In the listing below, find each line holding "format" and copy it.
::::::::::
PR #4389, opened 2023-02-25
Allow building without .git directory

cole-h:
Nixpkgs does not keep around .git directories by default since they are not totally deterministic. This new HEAD hash check will obviously fail without a .git.

To  that end, the `get_dev_suffix` function now returns an `Option<String>` and will not fail the build if there is no dev suffix.

---

I don't know if this needs a changelog entry, but I'd be happy to add one! Just let me know!


faern:
I like not depending no git to build in general :+1: But I'll have to review this a bit later.

cole-h:
(I noticed CI failed because of clippy, so I fixed that lint and force-pushed)

mullvad-version/build.rs
```diff
@@ -53,12 +53,14 @@ fn get_product_version(target: Target) -> String {
         .trim()
         .to_owned();
 
-    let dev_suffix = get_dev_suffix(target, &version);
-
-    format!("{version}{dev_suffix}")
+    if let Some(dev_suffix) = get_dev_suffix(target, &version) {
+        format!("{version}{dev_suffix}")
+    } else {
+        version.to_string()
```
faern, line 59: No need for `.to_string()` here, `version` is already a `String`

mullvad-version/build.rs
```diff
@@ -67,17 +69,18 @@ fn get_dev_suffix(target: Target, product_version: &str) -> String {
 
     // Get the git commit hashes for the latest release and current HEAD
     let product_version_commit_hash = git_rev_parse_commit_hash(&release_tag);
-    let current_head_commit_hash =
-        git_rev_parse_commit_hash("HEAD").expect("HEAD must have a commit hash");
+    let current_head_commit_hash = git_rev_parse_commit_hash("HEAD");
```
faern, line 72: You can just add a `?` here to short circuit and early-return `None` if we fail to get the hash for `HEAD`.

faern (changes requested):

cole-h:
Good catches all, thanks!

faern:
Thank you for your contribution! Hope this helps for your builds.

cole-h:
It will very much, thank you!

(By the way, I wouldn't be offended if you pushed a change fixing this to do the implicit returns -- I just didn't want to wait on / make you trigger another round of "accept and run" of GHA CI for new contributors :sweat_smile: )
::::::::::
*Answer section*:
-    format!("{version}{dev_suffix}")
+        format!("{version}{dev_suffix}")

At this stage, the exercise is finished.